* What the task requires
Reproduce the data below word for word.

* Raw data
Issue #1655, opened 2023-07-26
Make AS Interactions more GNAP-like


njlie:
Right now, interaction information is held in a number of fields on the `Grant` model. However, GNAP allows for a grant to require multiple interactions, so it may be best to make a new interaction model that has a relation to the grant it is for. Each interaction would have its own entry in the database, each with its own state management (`pending`, `accepted`, `rejected`, maybe `expired`?)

* Solution to this task
Issue #1655, opened 2023-07-26
Make AS Interactions more GNAP-like


njlie:
Right now, interaction information is held in a number of fields on the `Grant` model. However, GNAP allows for a grant to require multiple interactions, so it may be best to make a new interaction model that has a relation to the grant it is for. Each interaction would have its own entry in the database, each with its own state management (`pending`, `accepted`, `rejected`, maybe `expired`?)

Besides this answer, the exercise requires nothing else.